The effect of b-receptor blockade on factor VIII levels and thrombin generation in patients with venous thromboembolism

Abstract number: P1381

Schönauer^* V., Giannini^* S., Christ† G., Quehenberger‡ P., Bieglmayer‡ C., Stain^* M., Kyrle^* P. A., Weltermann^* A.

‡Clin. Institute of Medical and Laboratory Diagn., Austria ^*Internal Medical I, Division of Hematology and Hemostasis, Austria; †Internal Medical II, Division of Cardiology, Austria;

Background  

High factor VIII (FVIII) is a risk factor for venous thromboembolism (VTE). The pathomechanism by which high FVIII leads to an increased risk of VTE is unknown. Physical activity and infusion of adrenalin provoke a rise in FVIII, which can be blocked by nonselective b-blockade. We tested the hypothesis that in patients with a VTE b-blockade decreases FVIII and inhibits coagulation activation.

Patients and methods  

Male patients with high FVIII (>170 IU dL^-1; n = 7) or low FVIII (<150 IU dL^-1; n = 10) and a history of VTE received 40 mg of propranolol thrice daily for 14 days. FVIII and vasopressin levels were measured before and during propranolol intake and 28 days thereafter.

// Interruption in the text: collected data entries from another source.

PR #347, opened 2019-10-25
Fixes method calls on facade fakes

### LINKED ISSUE #281: False positives with Facade Fakes
- Larastan Version: 0.3.17
- `--level` used: 1

### Description

When you use Facade fakes it gives false positives.

For example following code

```php
Event::fake([UserActivated::class]);
...
Event::assertDispatched(UserActivated::class);
```

gives `Call to an undefined static method Illuminate\Support\Facades\Event::assertDispatched().`

This one is tricky. I'm not sure how it can be solved.

Currently I solved it by adding `#Call to an undefined static method Illuminate\\Support\\Facades\\[a-zA-Z0-9\\_]+::assert[a-zA-Z0-9_]+#` to my `ignoreErrors`

canvural:
Fixes #281

### DIFF
--- a/src/Methods/Pipes/Facades.php
+++ b/src/Methods/Pipes/Facades.php
@@ -14,6 +14,7 @@ declare(strict_types=1);
 namespace NunoMaduro\Larastan\Methods\Pipes;
 
 use Closure;
+use Illuminate\Support\Str;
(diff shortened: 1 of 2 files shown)


szepeviktor:
Thank you.

nunomaduro:
Good job!

PR #361, opened 2019-11-05
Adds support for resolving types of model relations accessed as property

canvural:
This PR adds support for specifying types for model relations accessed as model properties.

`$user->posts` for example, returns a collection of posts.

There is one thing though. I had to remove `Illuminate\Database\Eloquent\Model` from the `universalObjectCratesClasses` for this to work. So this can result in some new errors for the users. Because now all the property accesses will be checked by PHPStan. But as  I said, this is also required for this extension to work.

### DIFF
--- a/extension.neon
+++ b/extension.neon
@@ -1,7 +1,6 @@
 parameters:
     scopeClass: NunoMaduro\Larastan\Analyser\Scope
     universalObjectCratesClasses:
-        - Illuminate\Database\Eloquent\Model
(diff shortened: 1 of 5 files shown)


nunomaduro:
Awesome job. Thanks!

nunomaduro:
@canvural Don't hesitate in adding your github sponsors page into the funding github.

szepeviktor:
https://github.com/nunomaduro/larastan/blob/master/.github/FUNDING.yml

PR #362, opened 2019-11-07
Fix return type of mock, partialMock and spy methods in TestCase

BertvanHoekelen:
This PR add support for the return type of the `mock`, `partialMock` and `spy` methods in `Illuminate\Foundation\Testing\TestCase`.

Without it you get the following error when calling a method.
`Call to an undefined method  Mockery\MockInterface::someMethod()`

Or when `phpstan/phpstan-mockery` is installed and you declare it as a property:
`Tests\FooTest::$mock (App\Foo&Mockery\MockInterface) does not accept Mockery\MockInterface.`

### DIFF
--- a/tests/Features/ReturnTypes/TestCaseExtension.php
+++ b/tests/Features/ReturnTypes/TestCaseExtension.php
@@ -6,26 +6,48 @@ namespace Tests\Features\ReturnTypes;
 
 use App\User;
 use Illuminate\Foundation\Application;
-use PHPStan\Testing\TestCase;
 
-class TestCaseExtension extends TestCase
+class TestCaseExtension
 {
-    public function testTestCaseExtension(): void
+    public function testMockMethod(): void
     {
-        $testCase = new TestTestCase();
+        (new TestTestCase())->testMockMethod();
+    }
 
-        $testCase->testMockingMethod('mock');
-        $testCase->testMockingMethod('partialMock');
-        $testCase->testMockingMethod('spy');
+    public function testPartialMockMethod(): void
+    {
+        (new TestTestCase())->testPartialMockMethod();
+    }
+
+    public function testSpyMethod(): void
+    {
+        (new TestTestCase())->testSpyMethod();
     }
 }
 
 class TestTestCase extends \Illuminate\Foundation\Testing\TestCase
 {
-    public function testMockingMethod($method): void
+    public function testMockMethod(): void
     {
-        if (method_exists($this, $method)) {
-            $mock = $this->{$method}(User::class);
+        if (method_exists($this, 'mock')) {
+            $bla = 'mock';
+            $mock = $this->{$bla}(User::class);
+            $mock->accounts();
+        }
+    }
+
+    public function testPartialMockMethod(): void
+    {
+        if (method_exists($this, 'partialMock')) {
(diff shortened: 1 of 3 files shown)


szepeviktor:
Thank you for your contribution. And specially for the tests!

tests/Features/ReturnTypes/TestCaseExtension.php
```diff
@@ -0,0 +1,38 @@
...
+
+declare(strict_types=1);
+
+namespace Tests\Features\ReturnTypes;
+
+use App\User;
+use Illuminate\Foundation\Application;
+use PHPStan\Testing\TestCase;
+
+class TestCaseExtension extends TestCase
```
canvural: There is no need to extend the `TestCase` here. We don't really use it.

tests/Features/ReturnTypes/TestCaseExtension.php
```diff
@@ -0,0 +1,38 @@
...
+        $testCase->testMockingMethod('spy');
+    }
+}
+
+class TestTestCase extends \Illuminate\Foundation\Testing\TestCase
+{
+    public function testMockingMethod($method): void
+    {
+        if (method_exists($this, $method)) {
+            $mock = $this->{$method}(User::class);
```
canvural: You are calling the methods here dynamically. So when we test statically we can't determine if the extension is really working or not. If I remove the extension from `extension.neon` tests are still passing.

tests/Features/ReturnTypes/TestCaseExtension.php
```diff
@@ -0,0 +1,38 @@
...
+
+namespace Tests\Features\ReturnTypes;
+
+use App\User;
+use Illuminate\Foundation\Application;
+use PHPStan\Testing\TestCase;
+
+class TestCaseExtension extends TestCase
+{
+    public function testTestCaseExtension(): void
```
canvural: Let's have different methods here for each method we are testing. Like `testSpy`, `testMock` etc.

tests/Features/ReturnTypes/TestCaseExtension.php
BertvanHoekelen: You're absolutely right, I had to change it because tests were failing on old Laravel version. (no partialMock method). I will create another PR that will test if disabling extensions results in an error so that is covered as well.

tests/Features/ReturnTypes/TestCaseExtension.php
```diff
@@ -0,0 +1,58 @@
...
+    {
+        (new TestTestCase())->testSpyMethod();
+    }
+}
+
+class TestTestCase extends \Illuminate\Foundation\Testing\TestCase
+{
+    public function testMockMethod(): void
+    {
+        if (method_exists($this, 'mock')) {
```
canvural: Do we need this `method_exists` checks?

BertvanHoekelen: I can remove the method_exists check for mock and spy. But for `partialMock ` I have to check if the method exists on `TestCase` because the testsuite of 7.1 install an older version of Laravel where the method doesn't exists. See [travis build](https://travis-ci.org/nunomaduro/larastan/builds/608719982?utm_source=github_status&utm_medium=notification)

PR #363, opened 2019-11-07
Verify analyse fails when extension is disabled.

BertvanHoekelen:
When working on https://github.com/nunomaduro/larastan/pull/362 test's succeeded while disabling the extension didn't change anything.

To make reviews easier without manually enabling/disabling the extension, I have added a test verifying the extension is really working or not.

I also added a test that checks if the extension is registered in the `extensions.neon` file.

### DIFF
--- a/tests/ExtensionsTest.php
+++ b/tests/ExtensionsTest.php
@@ -1,0 +1,41 @@
+<?php
+
+declare(strict_types=1);
+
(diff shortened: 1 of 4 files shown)


nunomaduro:
@BertvanHoekelen Can you fix the conflicting files and redo this pull request?

PR #364, opened 2019-11-08
Return custom builder if method exists on builder

BertvanHoekelen:
When chaining other query builder methods on custom builder scopes you get: `Method Illuminate\Support\Collection::METHOD() invoked with 0 parameters,  1-2 required.` or something similar. This PR makes sure that the custom builder is returned when the scope is called.

I also added extra tests: verify `Builder` is returned for local scopes, verify model is returned for creation/retrieval methods and the default return collection.


canvural:
Thank you!

PR #365, opened 2019-11-08
Added model creation, model retrieval and get method eloquent builder tests

BertvanHoekelen:
Add extra tests for EloquentBuilderExtension


canvural:
We already have [tests](https://github.com/nunomaduro/larastan/blob/master/tests/Features/Methods/ModelExtension.php#L165-L179) like this. So, I don't see the benefit here.

BertvanHoekelen:
Ok, I can remove `testAModelRetrievalMethodReturnsModel`. But the other ones actually provide test coverage. As you can see in my last commit there was already an error with earlier Laravel versions.

canvural:
Like I said, we already have tests like this. The previous error was because phpdoc block of `make` is fixed in newer Laravel versions. But it still fails with 5.8 We can create a new issue for that. I'm closing this one.

PR #367, opened 2019-11-08
Allow nullable model relation

BertvanHoekelen:
This PR fixes errors like `Call to function is_null() with DummyModelWithDocBlock will always evaluate to false.` when the property is explicitly marked as nullable by the phpdoc comment.

### DIFF
--- a/src/Properties/ModelRelationsExtension.php
+++ b/src/Properties/ModelRelationsExtension.php
@@ -28,8 +28,6 @@ use PHPStan\Type\IterableType;
 use PHPStan\Type\MixedType;
 use PHPStan\Type\ObjectType;
 use PHPStan\Type\UnionType;
-use PHPStan\Type\NullType;
-
 
 /**
  * @internal
@@ -42,6 +40,10 @@ final class ModelRelationsExtension implements PropertiesClassReflectionExtensio
     public function hasProperty(ClassReflection $classReflection, string $propertyName): bool
     {
         if (! $classReflection->isSubclassOf(Model::class)) {
+            return false;
+        }
+
+        if ($this->hasClassProperty($classReflection, $propertyName)) {
             return false;
         }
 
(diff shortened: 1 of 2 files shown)


szepeviktor:
Thank you.

> when the property is explicitly marked as nullable by the phpdoc comment.

Could add a test exactly like that?

szepeviktor:
Oh! You've just did.

```php
/**
 * @property \Tests\Features\Properties\DummyModel|null $belongsToRelation
 */
```

nunomaduro:
@canvural Can you check this one?

BertvanHoekelen:
Yes Laravel always returns `null` when the relation is empty, so I can see why always returning the Union type is a good idea and might be the solution.

But I think that having errors like `Call to function is_null() with DummyModelWithDocBlock will always evaluate to false.` for relationships that cannot be null is really useful. Because you explicitly must add `nullable` to the field in the migration.

canvural:
If you have annotation for the relation in your class, `ModelRelationsExtension` extension will not even run. So you can customize it however you want.

So I think we can just return `UnionType` everytime with `NullType` added. And this should only apply to single relations. For example `belongsTo`, `hasOne` etc.  If `hasMany` relation is empty, an empty collection is returned. So that's fine now.

BertvanHoekelen:
I have annotations for the properties in my class, which are automatically generated by the ide-helper. I really don't want to add annotations for the methods because the methods themselves don't return null but a relation object.

I also want larastan to report errors for properties that can't be null, so I am closing this PR and will continue to use my own fork.

canvural:
Why would you need to add annotation for the relation method? If you already have annotation for the relation property as `Model|null` the extension would not even run and use the `Model|null` type.

BertvanHoekelen:
Disabling [these](https://github.com/nunomaduro/larastan/pull/367/files#diff-63083a7620ca9ffcf86d6ef41e9af3c3R80-R87) lines result in the following error: `tests/Features/Properties/ModelRelationsExtension.php:79:Ternary operator condition is always true.` So the extension is definitely running and not using the `Model|null` phpdoc.

BertvanHoekelen:
I now see your point. The extension shouldn't have run. I have changed the code to not run the extension when the property is defined in the phpdoc, however shouldn't this be the task of phpstan?

canvural:
PHPStan has a specific order of how it runs the extensions. `AnnotationsPropertiesClassReflectionExtension` extension runs after any 3rd party extensions. So our `ModelRelationsExtension` was running before it, so overriding it with the annotations was not possible. I fixed this in #369 So I'm closing this PR in favor of that.

But thank you for your time and effort to bring up this issue!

At the same time-points, hemostatic system activation was investigated by measuring prothrombin fragment f1.2 (f1.2) and thrombin anti-thrombin complexes (TAT) in venous blood and in blood emerging from a skin incision (shed blood).

Results  

The mean FVIII level before propranolol was 192 IU dL^-1 and 115 IU dL^-1 in patients with high and low FVIII, respectively. During and 28 days after propranolol, no significant change in FVIII and vasopressin levels was seen in both groups. Changes in f1.2 and TAT were detectable neither in venous blood nor in shed blood.

Conclusions  

b-receptor blockade did not lower FVIII or inhibit hemostatic system activation in patients with VTE and high FVIII. Administration of propranolol cannot be recommended as secondary thromboprophylaxis in patients with high FVIII.